Helping Government Digital Service with Interaction Design

Government Digital Service
UX/UI Design, Prototyping


Government Digital Service (GDS) appointed us to help with Interaction Design for Brexit related services, to enable people to prepare for new rules in 2021 now that the UK has left the EU.

They wanted us to join the team due to extensive experience in Government departments and having worked with GDS on several different projects.

We worked on three services:

  • Brexit checker
  • EU funding
  • Double opt-in

Brexit checker

Families and businesses need to know how to deal with the impact of Brexit changes. We aimed to fill this gap by asking them to answer a few questions to get a personalised list of actions.

A considerable amount of user research and testing went into this project. We had a clear understanding of participant views on Brexit and the checker as a service. We were able to use this information to iterate and improve on design and offering.

We worked closely with a content designer to improve the journey of the question and were able to remove any doubt users had with these questions. We prototyped and designed the complete user flow, ready for testing.

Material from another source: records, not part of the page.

PR #2217, opened 2019-10-30
Add RefreshingAddressResolver

### LINKED ISSUE #2017: Do not block a request when DNS resolution takes long time
We found that an issue in our DNS servers can lead to the increased total duration of requests. Instead of waiting for the DNS resolution result, we could initiate the DNS resolution in background and reuse the previous DNS resolution result (if available). If the previous DNS resolution result is not available, we will still have to wait until the DNS resolution is finished, but it will not usually be a problem because it affects only the hosts that appeared first.

We might need to wait for #1886 because a merge conflict is expected.

minwoox:
Motivation:
When the DNS server is not responsive, it takes a long time to get DNS addresses and it leads to the increased total duration of requests.
Instead of waiting for the DNS resolution result, we could initiate the DNS resolution in the background and reuse the previous DNS resolution result if available.
Also, we can share the DNS cache so that all `EventLoop`s do not have to send the DNS query for the same host.

Modifications:
- Add `RefreshingAddressResolver` which updates DNS caches automatically.
  - The `Resolver` refreshes DNS caches automatically in the background.

Result:
- Close #2017
- You may no longer see the increased total duration of requests due to [dnsResolutionDurationNanos](http://line.github.io/armeria/advanced-structured-logging.html#client-connection-timing-properties).
- (Breaking) `ClientFactoryBuilder.domainNameResolverCustomizer()` now takes `Consumer<? super DnsResolverGroupBuilder>`.
  - It was `Consumer<? super DnsNameResolverBuilder>`. `DnsResolverGroupBuilder` has additional properties for the refreshing.

### DIFF
--- a/core/src/main/java/com/linecorp/armeria/client/AutoUpdatingAddressResolver.java
+++ b/core/src/main/java/com/linecorp/armeria/client/AutoUpdatingAddressResolver.java
@@ -1,0 +1,370 @@
+/*
+ *  Copyright 2019 LINE Corporation
+ *
+ *  LINE Corporation licenses this file to you under the Apache License,
+ *  version 2.0 (the "License"); you may not use this file except in compliance
+ *  with the License. You may obtain a copy of the License at:
+ *
+ *    https://www.apache.org/licenses/LICENSE-2.0
+ *
+ *  Unless required by applicable law or agreed to in writing, software
+ *  distributed under the License is distributed on an "AS IS" BASIS, WITHOUT
+ *  WARRANTIES OR CONDITIONS OF ANY KIND, either express or implied. See the
+ *  License for the specific language governing permissions and limitations
+ *  under the License.
+ */
+
+package com.linecorp.armeria.client;
+
+import static com.google.common.collect.ImmutableList.toImmutableList;
+import static com.linecorp.armeria.internal.dns.DnsUtil.extractAddressBytes;
+import static java.util.Objects.requireNonNull;
+
+import java.net.InetAddress;
+import java.net.InetSocketAddress;
+import java.net.UnknownHostException;
+import java.util.List;
+import java.util.concurrent.CompletableFuture;
+import java.util.concurrent.ConcurrentMap;
+import java.util.concurrent.Delayed;
+import java.util.concurrent.ScheduledFuture;
+import java.util.concurrent.TimeUnit;
+import java.util.concurrent.atomic.AtomicReferenceFieldUpdater;
+
+import javax.annotation.Nullable;
+
+import org.slf4j.Logger;
+import org.slf4j.LoggerFactory;
+
+import com.google.common.annotations.VisibleForTesting;
+import com.google.common.base.MoreObjects;
+
+import com.linecorp.armeria.client.retry.Backoff;
+import com.linecorp.armeria.internal.dns.DefaultDnsNameResolver;
+import com.linecorp.armeria.internal.dns.DnsQuestionWithoutTrailingDot;
+
+import io.netty.channel.EventLoop;
+import io.netty.handler.codec.dns.DnsQuestion;
+import io.netty.handler.codec.dns.DnsRecord;
+import io.netty.handler.codec.dns.DnsRecordType;
+import io.netty.resolver.AbstractAddressResolver;
+import io.netty.util.ReferenceCountUtil;
+import io.netty.util.concurrent.Future;
+import io.netty.util.concurrent.Promise;
+
+class AutoUpdatingAddressResolver extends AbstractAddressResolver<InetSocketAddress> {
+
+    private static final Logger logger = LoggerFactory.getLogger(AutoUpdatingAddressResolver.class);
+
+    @SuppressWarnings("rawtypes")
+    private static final AtomicReferenceFieldUpdater<CacheEntry, ScheduledFuture> futureUpdater =
+            AtomicReferenceFieldUpdater.newUpdater(CacheEntry.class, ScheduledFuture.class,
+                                                   "cacheUpdatingScheduledFuture");
+    @VisibleForTesting
+    static final ScheduledFuture<?> closed = new ScheduledFuture<Object>() {
+
+        @Override
+        public boolean cancel(boolean mayInterruptIfRunning) {
+            return false;
+        }
+
+        @Override
+        public long getDelay(TimeUnit unit) {
+            return Long.MIN_VALUE;
+        }
+
+        @Override
+        public int compareTo(Delayed o) {
+            throw new UnsupportedOperationException();
+        }
+
+        @Override
+        public boolean isCancelled() {
+            return true;
+        }
+
+        @Override
+        public boolean isDone() {
+            return true;
+        }
+
+        @Override
+        public Object get() {
+            throw new UnsupportedOperationException();
+        }
+
+        @Override
+        public Object get(long timeout, TimeUnit unit) {
+            throw new UnsupportedOperationException();
+        }
+    };
+
+    private final ConcurrentMap<String, CompletableFuture<CacheEntry>> cache;
+    private final DefaultDnsNameResolver resolver;
+    private final List<DnsRecordType> dnsRecordTypes;
+    private final int minTtl;
+    private final int maxTtl;
+    private final Backoff autoUpdateBackoff;
+    private final long autoUpdateTimeoutMillis;
+
+    private volatile boolean resolverClosed;
+
+    protected AutoUpdatingAddressResolver(EventLoop eventLoop,
+                                          ConcurrentMap<String, CompletableFuture<CacheEntry>> cache,
+                                          DefaultDnsNameResolver resolver, List<DnsRecordType> dnsRecordTypes,
+                                          int minTtl, int maxTtl, Backoff autoUpdateBackoff,
+                                          long autoUpdateTimeoutMillis) {
+        super(eventLoop);
+        this.cache = cache;
+        this.resolver = resolver;
+        this.dnsRecordTypes = dnsRecordTypes;
+        this.minTtl = minTtl;
+        this.maxTtl = maxTtl;
+        this.autoUpdateBackoff = autoUpdateBackoff;
+        this.autoUpdateTimeoutMillis = autoUpdateTimeoutMillis;
+    }
+
+    @Override
+    protected boolean doIsResolved(InetSocketAddress address) {
+        return !requireNonNull(address, "address").isUnresolved();
+    }
+
+    @Override
+    protected void doResolve(InetSocketAddress unresolvedAddress, Promise<InetSocketAddress> promise)
+            throws Exception {
+        requireNonNull(unresolvedAddress, "unresolvedAddress");
+        requireNonNull(promise, "promise");
+        if (resolverClosed) {
+            promise.tryFailure(new IllegalStateException("resolver is already closed."));
+            return;
+        }
+        final String hostname = unresolvedAddress.getHostName();
+        final int port = unresolvedAddress.getPort();
+        final CompletableFuture<CacheEntry> entryFuture = cache.get(hostname);
+        if (entryFuture != null) {
+            handle(entryFuture, promise, port);
+            return;
+        }
+
+        final CompletableFuture<CacheEntry> result = new CompletableFuture<>();
+        final CompletableFuture<CacheEntry> previous = cache.putIfAbsent(hostname, result);
+        if (previous != null) {
+            handle(previous, promise, port);
+            return;
+        }
+
+        final List<DnsQuestion> questions =
+                dnsRecordTypes.stream()
+                              .map(type -> DnsQuestionWithoutTrailingDot.of(hostname, type))
+                              .collect(toImmutableList());
+        sendQueries(questions, hostname, result);
+        result.handle((entry, cause) -> {
+            if (cause != null) {
+                cache.remove(hostname);
+                promise.tryFailure(cause);
+                return null;
+            }
+            promise.trySuccess(new InetSocketAddress(entry.address(), port));
+            return null;
+        });
+    }
+
+    private static void handle(CompletableFuture<CacheEntry> future, Promise<InetSocketAddress> promise,
+                               int port) {
+        future.handle((entry, cause) -> {
+            if (cause != null) {
+                promise.tryFailure(cause);
+                return null;
+            }
+            entry.incrementCacheHit();
+            promise.trySuccess(new InetSocketAddress(entry.address(), port));
+            return null;
+        });
+    }
+
+    private void sendQueries(List<DnsQuestion> questions, String hostname,
+                             CompletableFuture<CacheEntry> result) {
+        final Future<List<DnsRecord>> recordsFuture = resolver.sendQueries(questions, hostname);
+        recordsFuture.addListener(f -> {
+            if (!f.isSuccess()) {
+                result.completeExceptionally(f.cause());
+                return;
+            }
+
+            @SuppressWarnings("unchecked")
+            final List<DnsRecord> records = (List<DnsRecord>) f.getNow();
+            InetAddress inetAddress = null;
+            long ttlMillis = -1;
+            try {
+                for (DnsRecord r : records) {
+                    final byte[] addrBytes = extractAddressBytes(r, logger, hostname);
+                    if (addrBytes == null) {
+                        continue;
+                    }
+                    try {
+                        inetAddress = InetAddress.getByAddress(hostname, addrBytes);
+                        ttlMillis = TimeUnit.SECONDS.toMillis(
+                                Math.max(Math.min(r.timeToLive(), maxTtl), minTtl));
+                        break;
+                    } catch (UnknownHostException e) {
+                        // Should never reach here because we already validated it in extractAddressBytes.
+                        result.completeExceptionally(
+                                new IllegalArgumentException("Invalid address: " + hostname, e));
+                        return;
+                    }
+                }
+            } finally {
+                records.forEach(ReferenceCountUtil::safeRelease);
+            }
+
+            if (inetAddress == null) {
+                result.completeExceptionally(
+                        new UnknownHostException("failed to receive DNS records for " + hostname));
+                return;
+            }
+            final CacheEntry entry = new CacheEntry(inetAddress, ttlMillis, questions);
+            result.complete(entry);
+            entry.scheduleCacheUpdate(ttlMillis);
+        });
+    }
+
+    @Override
+    protected void doResolveAll(InetSocketAddress unresolvedAddress, Promise<List<InetSocketAddress>> promise)
+            throws Exception {
+        throw new UnsupportedOperationException();
+    }
+
+    @Override
+    public void close() {
+        resolverClosed = true;
+        resolver.close();
+    }
+
+    final class CacheEntry implements Runnable {
+
+        private final InetAddress address;
+        private final long ttlMillis;
+        private final List<DnsQuestion> questions;
+        private final long deadlineNanos;
+
+        private int numAttemptsSoFar = 1; // Updated only by the executor().
+
+        private volatile int cacheHits;
+
+        @Nullable
+        volatile ScheduledFuture<?> cacheUpdatingScheduledFuture;
+
+        CacheEntry(InetAddress address, long ttlMillis, List<DnsQuestion> questions) {
+            this.address = address;
+            this.ttlMillis = ttlMillis;
+            this.questions = questions;
+
+            if (autoUpdateTimeoutMillis <= 0 || autoUpdateTimeoutMillis == Long.MAX_VALUE) {
+                deadlineNanos = 0;
+            } else {
+                deadlineNanos = System.nanoTime() +
+                                TimeUnit.MILLISECONDS.toNanos(ttlMillis + autoUpdateTimeoutMillis);
+            }
+        }
+
+        void incrementCacheHit() {
+            cacheHits++;
+        }
+
+        InetAddress address() {
+            return address;
+        }
+
+        long ttlMillis() {
+            return ttlMillis;
+        }
+
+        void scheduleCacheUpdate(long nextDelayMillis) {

Brexit checker user journey interaction design

User testing and research

We had many opportunities to test our prototype, which added a lot of value to design decisions.

We tested our prototype internally with the collaboration and expertise of our team and performed pop-up testing at King’s Cross station.

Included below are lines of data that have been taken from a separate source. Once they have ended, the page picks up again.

Issue #1719, opened 2019-04-16
Using 'builder()' factory method instead of constructor


trustin:
Currently, we instantiate a builder by calling a constructor or a static method in a builder class:

```java
Server server = new ServerBuilder()
        .foo()
        .bar()
        .build();
```

I wonder if it was a good idea or we need to reconsider this decision in favor of having `builder()` method:

```java
Server server = Server.builder()
                      .foo()
                      .bar()
                      .build();
```

The pros of `builder()` are:

- We can easily align at `'.'`, which is better in terms of aesthetics.
- We do not need to import `ServerBuilder` if we chain all.

eonezhang:
I like the `Server.builder()` way

trustin:
Let me make the proposed change.

trustin:
`builder()` or `newBuilder()`? Protobuf uses `newBuilder()` and Guava uses `builder()`. Which one is better?

anuraaga:
+1.001 for `builder` vs +1 for `newBuilder` :)

trustin:
Just came back from Spain and it reads like 1001 vs 1 :rofl:

4whomtbts:
I'm working on this

trustin:
The remaining builder classes that need migration:

- `ClientBuilder`
- `DefaultClientBuilderParams` 
- `ServerListenerBuilder`
- `HttpAuthServiceBuilder`
- `SimpleCompositeServiceBuilder`
- `SimpleCompositeRpcServiceBuilder`
- `CorsPolicyBuilder`
- `CorsServiceBuilder`
- `DocServiceBuilder`
- `HttpFileBuilder`
- `HttpFileServiceBuilder`
- `LoggingServiceBuilder`
- `JettyServiceBuilder`
- `ArmeriaRetrofitBuilder`
- `KeyStoreCredentialResolverBuilder`
- `SamlServiceProviderBuilder`
- `TomcatServiceBuilder`
- `ZooKeeperUpdatingListenerBuilder`

4whomtbts:
It has been on progress since this monday. Apologize for for slow progress (__)

ikhoon:
@4whomtbts It's good to be back! I think you need to know some changes in #2335. 
1) Please make sure your current branch is up to date from the master branch. Lots of class which have `HTTP` keyword have been deprecated.
2) `HttpAuthServiceBuilder` and `HttpFileServiceBuilder` have been done, you may want to skip them.
[...]

PR #2221, opened 2019-10-30
Switch to static `builder()` methods

trustin:
Related: #1719
Motivation:

We decided to switch from `new *Builder()` to `*.builder()`.

Modifications:

- Switch to static `builder()` methods in:
  - `ClientFactory`
  - `ClientOptions`
  - `ClientDecoration`
  - `ClientConnectionTimings`
  - `HttpClient`
  - `LoggingClient`
  - `LoggingService`
  - `EndpointInfo`
  - `FieldInfo`
  - `ClientCacheControl`
  - `ServerCacheControl`
  - `ClientRequestContext`
  - `ServiceRequestContext`
  - `RequestContextCurrentTraceContext`
  - `RetrofitMeterIdPrefixFunction`
    - (Breaking) `RetrofitMeterIfPrefixFunctionBuilder` is now a top-level class without a public constructor.
- Miscellaneous:
  - Increase the test timeout for `ArmeriaSpringActuatorAutoConfigurationTest` for less flakiness
  - Maybe fixes the flakiness in `GracefulShutdownSupportTest`

### DIFF
--- a/core/src/main/java/com/linecorp/armeria/client/ClientFactory.java
+++ b/core/src/main/java/com/linecorp/armeria/client/ClientFactory.java
@@ -43,10 +43,10 @@ import io.netty.channel.EventLoopGroup;
  *
  * <h3>Life cycle of the default {@link ClientFactory}</h3>
  * <p>
- * {@link Clients} or {@link ClientBuilder} uses {@link #DEFAULT}, the default {@link ClientFactory},
- * unless you specified a {@link ClientFactory} explicitly. Calling {@link #close()} on the default
- * {@link ClientFactory} will neither terminate its I/O threads nor release other related resources unlike
- * other {@link ClientFactory} to protect itself from accidental premature termination.
+ * {@link Clients} or {@link ClientBuilder} uses the default {@link ClientFactory} returned by
+ * {@link #ofDefault()}, unless you specified a {@link ClientFactory} explicitly. Calling {@link #close()}
+ * on the default {@link ClientFactory} will neither terminate its I/O threads nor release other related
+ * resources unlike other {@link ClientFactory} to protect itself from accidental premature termination.
  * </p><p>
  * Instead, when the current {@link ClassLoader} is {@linkplain ClassLoader#getSystemClassLoader() the system
  * class loader}, a {@linkplain Runtime#addShutdownHook(Thread) shutdown hook} is registered so that they are
@@ -60,8 +60,25 @@ public interface ClientFactory extends AutoCloseable {
 
     /**
      * The default {@link ClientFactory} implementation.
+     *
+     * @deprecated Use {@link #ofDefault()}.
      */
-    ClientFactory DEFAULT = new ClientFactoryBuilder().build();
+    @Deprecated
+    ClientFactory DEFAULT = builder().build();
+
+    /**
+     * Returns the default {@link ClientFactory} implementation.
+     */
+    static ClientFactory ofDefault() {
+        return DEFAULT;
+    }
+
+    /**
+     * Returns a newly created {@link ClientFactoryBuilder}.
+     */
+    static ClientFactoryBuilder builder() {
+        return new ClientFactoryBuilder();
+    }
 
     /**
      * Closes the default {@link ClientFactory}.
@@ -69,12 +86,12 @@ public interface ClientFactory extends AutoCloseable {
     static void closeDefault() {
         LoggerFactory.getLogger(ClientFactory.class).debug(
                 "Closing the default {}", ClientFactory.class.getSimpleName());
-        ((DefaultClientFactory) DEFAULT).doClose();
+        ((DefaultClientFactory) ofDefault()).doClose();
     }
 
     /**
      * Disables the {@linkplain Runtime#addShutdownHook(Thread) shutdown hook} which closes
-     * {@linkplain #DEFAULT the default <code>ClientFactory</code>}. This method is useful when you need
+     * {@linkplain #ofDefault() the default <code>ClientFactory</code>}. This method is useful when you need
      * full control over the life cycle of the default {@link ClientFactory}.
      */
     static void disableShutdownHook() {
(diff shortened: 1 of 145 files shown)


core/src/main/java/com/linecorp/armeria/client/ClientFactory.java
```diff
@@ -61,7 +61,14 @@
     /**
      * The default {@link ClientFactory} implementation.
      */
-    ClientFactory DEFAULT = new ClientFactoryBuilder().build();
+    ClientFactory DEFAULT = builder().build();
```
trustin: Should we switch to `ofDefault()`?

trustin:
While working on this, I found the following builder classes do not match well with the new pattern:

- `ClientBuilder`
  - Adding `Client.builder()` doesn't sound right. We can add `Clients.builder()` though. Let me know if you have a better idea.
- `ArmeriaRetrofitBuilder`
  - There's no `ArmeriaRetrofit`. Should we create an interface `ArmeriaRetrofit` that extends `Retrofit`? Thoughts?

retrofit2/src/main/java/com/linecorp/armeria/client/retrofit2/RetrofitMeterIdPrefixFunctionBuilder.java
```diff
@@ -0,0 +1,55 @@
...
+    private String serviceTagName;
+    @Nullable
+    private String defaultServiceName;
+
+    RetrofitMeterIdPrefixFunctionBuilder(String name) {
+        this.name = name;
+    }
+
+    /**
+     * Make tag of {@link RetrofitMeterIdPrefixFunction} contains Retrofit service interface name.
```
jyblue: Should it be `Makes a tag ...`? (I think it's a typo previously.)

trustin: Thanks! Rephrased the Javadoc to make it more comprehensive.

minwoox:
+1 for `Clients.builder()`.

> Should we create an interface ArmeriaRetrofit that extends Retrofit?
Retrofit is a final class so we cannot extend it. I'm not sure which one is the best. 😢

core/src/main/java/com/linecorp/armeria/client/ClientFactory.java
ikhoon: +1 I would lean towards using `ofDefaults()`

trustin: OK. Let me take care of it in another pull request.

trustin:
Gentle ping, guys :laughing:

trustin:
Took advantage of review lag to migrate more builders. :stuck_out_tongue_closed_eyes:

trustin:
Note to self: Use `(class [^ ]+Builder|new [^ ]+(?<!String)Builder\(|\{@link [^}]+Builder\})` to find the candidates.

core/src/main/java/com/linecorp/armeria/client/ClientOptions.java
```diff
@@ -71,31 +73,45 @@
...
      * Returns the {@link ClientOptions} with the specified {@link ClientOptionValue}s.
      */
     public static ClientOptions of(ClientOptionValue<?>... options) {
         requireNonNull(options, "options");
         if (options.length == 0) {
-            return DEFAULT;
+            return of();
         }
-        return new ClientOptions(DEFAULT, options);
+        return new ClientOptions(of(), options);
```
anuraaga: I think we can delegate to the other methods instead of repeating the empty checks `of(of(), options)`

core/src/main/java/com/linecorp/armeria/server/RouteBuilder.java
```diff
@@ -55,6 +55,8 @@
 
     private Set<MediaType> produces = ImmutableSet.of();
 
+    RouteBuilder() {}
```
minwoox: nit: deprecated?

core/src/main/java/com/linecorp/armeria/client/ClientOptions.java
trustin: That's a good idea.

core/src/main/java/com/linecorp/armeria/client/ClientRequestContext.java
```diff
@@ -133,7 +133,29 @@ static ClientRequestContext of(RpcRequest request, String uri) {
...
+
+    /**
+     * Returns a new {@link ClientRequestContextBuilder} created from the specified {@link HttpRequest}.
+     */
+    static ClientRequestContextBuilder builder(HttpRequest request) {
+        return new ClientRequestContextBuilder(request);
+    }
+
+    /**
+     * Returns a new {@link ClientRequestContextBuilder} created from the specified {@link RpcRequest} and URI.
```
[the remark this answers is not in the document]
trustin: Will use `{@code uri}` because the parameter type is not `URI` in this case.

core/src/main/java/com/linecorp/armeria/client/HttpClient.java
```diff
@@ -197,7 +200,45 @@ static HttpClient of(ClientFactory factory, SessionProtocol protocol, Endpoint e
      */
     static HttpClient of(ClientFactory factory, SessionProtocol protocol, Endpoint endpoint,
                          ClientOptions options) {
-        return new HttpClientBuilder(protocol, endpoint).factory(factory).options(options).build();
+        return builder(protocol, endpoint).factory(factory).options(options).build();
+    }
+
+    /**
+     * Returns a new {@link HttpClientBuilder} created without a base URI.
```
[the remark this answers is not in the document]
trustin: OK!

trustin:
Sneaking in two miscellaneous changes, but I guess it's OK. Will merge tomorrow morning. Leave a message if you'd like them as a separate PR.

We attended an SME business event with Islington Council. We were able to get businesses interacting with our prototype on mobile devices. We would take notes for further discussions with the rest of the team. All user testing was a valuable insight towards delivering a User-Centred Design service.

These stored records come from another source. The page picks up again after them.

PR #2203, opened 2019-10-22
Add UUID From RequestContext

yanghun0070:
Fix #2001 
Add UUID From RequestContext

PR #2224, opened 2019-11-01
Replace `UUID` with `RequestId` and make its generation configu…

trustin:
Related: #2001 #2203
Motivation:

- A request ID doesn't need to be a UUID. It'd be nice if a user can
  customize request ID generation
- A new request ID is always generated when creating a derived context.
  A user might want to specify a certain request ID instead of
  generating a new one.
- `UUID.randomUUID()` relies on `SecureRandom`, but it can lead to a
  performance problem when system is in short of entropy.
- It'd be nice if a user can log the request ID in an access log.

Modifications:

- Add `RequestId`
- Add `ServerBuilder.requestIdGenerator()`
- Add `ClientOption.REQUEST_ID_GENERATOR` and its related methods
- (Breaking) Remove `RequestContext.newDerivedContext()`
- (Breaking) Add `RequestId` as the first parameter of
  `RequestContext.newDerivedContext(HttpRequest, RpcRequest)`
- Add a new access log component `%I`
- Add `ThreadLocalByteArray` to reduce the unnecessary allocation of ephemeral byte arrays
  - Use `ThreadLocalByteArray` where applicable

Result:

- A user can configure how a request ID is generated.
- A user can override the request ID of a derived context.
- A user can write the request ID into access logs
- (Breaking) `RequestContext.newDerivedContext()` now always requires
  `RequestId`, `HttpRequest` and `RpcRequest`.


trustin:
@hyangtack Do you think the format string `%I` sounds OK?

core/src/main/java/com/linecorp/armeria/internal/UuidUtil.java
```diff
@@ -0,0 +1,79 @@
...
+     * except that it uses a cryptographically insecure random for higher performance.
+     */
+    public static Supplier<UUID> randomGenerator() {
+        return RandomUuidGenerator.INSTANCE;
+    }
+
+    /**
+     * Returns a newly generated random {@link UUID}.
+     */
+    public static UUID random() {
```
anuraaga: This PR made me realize, we should probably use `String` as the type of the ID rather than `UUID` itself - no reason to force the user to specify a `UUID` if they'd prefer to specify some other type of `String`.

trustin: That's a good idea. Let me send a follow-up PR for that once this is merged.

anuraaga: A follow up PR is ok but wouldn't it affect most of this change? Even abbrev becomes much simpler I think :)

trustin: That's a good point. :sweat_smile: What do you think about defining an interface for a request ID?

```java
interface RequestId {
    String asText();
    long asLong(); // Could be used as a Brave Span ID?
    String abbreviate();
}
```

trustin: @adriancole We are going to add an `id` property to `RequestContext`, which will be a random 64-bit integer by default, which is identical to Brave's span ID. I think it will be great if a user can use the same value for `RequestContext.id` and Span ID for easier correlation. However, it seems like span ID generation is currently hard-coded in `Tracer.nextId()`. What do you think about allowing the customization of span ID generation?

anuraaga: We've actually been talking about allowing customization of more Tracer / Tracing defaults when creating a span - this would fit well in that model. The biggest downside would be a bad function (e.g. not actually random) breaking tracing - unlike breaking logs, breaking tracing would affect other services/teams.

So given the potential danger, I would lean against customizing span ID since the benefit doesn't seem all that huge (the log integration already makes sure span ids are logged, they happen to be different from the Armeria ID but I think it's fairly expected). I'm also wary of tying the lifecycle of this uid to the lifecycle of distributed tracing (off the top of my head I don't know if our uid currently has the same behavior for retrying client for example and am not sure if it should or not).

FWIW, my plan for this customizer was to always return empty string since I always apply brave, which is a solution I'm happy with. Might be a little, but not that much happier to have a shared ID.

core/src/main/java/com/linecorp/armeria/common/RequestId.java
```diff
@@ -0,0 +1,44 @@
...
+
+    /**
+     * Returns a {@link RequestId} created from a 64-bit random integer.
+     */
+    static RequestId random() {
+        return new DefaultRequestId();
+    }
+
+    /**
+     * Returns the long textual representation of this ID.
```
anuraaga: I think it can just be `text` and `shortText` since the long one should basically be a full representation.

core/src/test/java/com/linecorp/armeria/common/DefaultRequestIdTest.java
```diff
@@ -0,0 +1,52 @@
...
+
+import org.junit.jupiter.api.Test;
+
+class DefaultRequestIdTest {
+
+    @Test
+    void basic() {
+        final RequestId id = RequestId.random();
+        assertThat(id).isInstanceOf(DefaultRequestId.class);
+        assertThat(id.longText()).hasSize(16);
```
anuraaga: Think it's worth having a test that passes in a value and checks the actual values of `longText`, `shortText`, especially with a positive number

trustin: Agreed. Added a test case for that.

core/src/main/java/com/linecorp/armeria/common/RequestId.java
trustin: Yeah, renamed.

core/src/main/java/com/linecorp/armeria/common/DefaultRequestId.java
```diff
@@ -0,0 +1,114 @@
...
+        if (longText != null) {
+            return longText;
+        }
+
+        return longText = newLongText();
+    }
+
+    private String newLongText() {
+        final String newLongText;
+        if (Integer.numberOfLeadingZeros((int) (value >>> 32)) < 4) {
```
anuraaga: Think it's worth adding a small comment on why we need the slow branch or what would go wrong if we didn't.

core/src/main/java/com/linecorp/armeria/common/DefaultRequestId.java
```diff
@@ -0,0 +1,114 @@
...
+            newShortText = Integer.toHexString(value);
+        } else {
+            newShortText = newTextSlow(value, 8);
+        }
+        return newShortText;
+    }
+
+    @SuppressWarnings("deprecation")
+    private static String newTextSlow(long value, int digits) {
+        final byte[] bytes = new byte[digits];
```
anuraaga: While optimizing long -> hex in zipkin, I found ThreadLocal<byte[]> of fixed size is very beneficial. I would have expected escape analysis to work here but it didn't on Java 11.

Can use a 16-byte buffer for both long and short, using the constructor that accepts offset/length

core/src/main/java/com/linecorp/armeria/common/DefaultRequestId.java
trustin: Added comments and optimized it a little bit more.

core/src/main/java/com/linecorp/armeria/common/DefaultRequestId.java
trustin: Added `ThreadLocalByteArray` and used it where applicable.

core/src/main/java/com/linecorp/armeria/internal/PathAndQuery.java
```diff
@@ -471,7 +470,7 @@ private static void appendHexNibble(StringBuilder buf, int nibble) {
         int length;
 
         Bytes(int initialCapacity) {
-            data = new byte[initialCapacity];
+            data = ThreadLocalByteArray.get(initialCapacity);
```
anuraaga: I'm assuming this usage is safe due to the way `Bytes` is used, but I feel this optimization is really scarry when the buffer is allowed to survive past a syntactic function block. But will leave it to you on whether to keep as is, refactor into one method somehow, or revert.

anuraaga: Nevermind :)

trustin: It was not safe because we're dealing with two `Bytes` instances, so I had to revert it. :sweat_smile:

grpc-protocol/src/main/java/com/linecorp/armeria/common/grpc/protocol/StatusMessageEscaper.java
```diff
@@ -102,10 +105,8 @@ private static String doEscape(byte[] valueBytes, int ri) {
             }
             escapedBytes[wi++] = b;
         }
-        final byte[] dest = new byte[wi];
-        System.arraycopy(escapedBytes, 0, dest, 0, wi);
 
-        return new String(dest, StandardCharsets.US_ASCII);
+        return new String(escapedBytes, 0, wi, StandardCharsets.US_ASCII);
```
trustin: @anuraaga Is it OK to use `new String(escapedBytes, 0, 0, wi)` instead of this for even better performance? It seems so, but just in case :-)

And please note that I removed an extra byte array allocation :stuck_out_tongue_winking_eye:

trustin:
Note to self: Make `ClientOptions.DEFAULT_OPTIONS` have all options and stop using `getOrElse`.

core/src/main/java/com/linecorp/armeria/common/RequestId.java
```diff
@@ -0,0 +1,51 @@
...
+     * Returns the full textual representation of this ID.
+     */
+    String text();
+
+    /**
+     * Returns the human-friendly short textual representation of this ID.
+     */
+    default String shortText() {
+        final String longText = text();
+        return longText.length() < 8 ? longText : longText.substring(0, 8);
```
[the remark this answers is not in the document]
trustin: Thanks!

core/src/main/java/com/linecorp/armeria/client/UserClient.java
```diff
@@ -142,7 +142,7 @@ protected final O execute(@Nullable EventLoop eventLoop, Endpoint endpoint,
         final DefaultClientRequestContext ctx;
         final HttpRequest httpReq;
         final RpcRequest rpcReq;
-        final UUID uuid = UUID.randomUUID();
+        final RequestId id = options().requestIdGenerator().get();
```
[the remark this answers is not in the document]
trustin: That's a good point. Added some logging and fallback.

Pop-up user testing at King’s Cross

What we discovered

We found that all participants were aware of the campaign through billboards and online advertising. Participants were broadly reluctant to prepare for Brexit due to either thinking it was not impacting them or because they wanted to get certainty on the outcome first.

Interaction design for selecting a business sector
Prototyping using Nunjucks templating and Javascript as a progressive enhancement

Ongoing challenges

We had many challenges, not just with the Brexit checker as a service, but individual questions. One, in particular, was the ‘business sector’. Research had shown that users found it frustrating finding and choosing options relevant to them.

This challenge meant users would get non-related actions on their results and would also miss out on necessary tasks they needed to do.

Exploration of SIC codes

We determined that we needed to explore further how we could use SIC codes to help businesses find the right sector in the business question of the checker.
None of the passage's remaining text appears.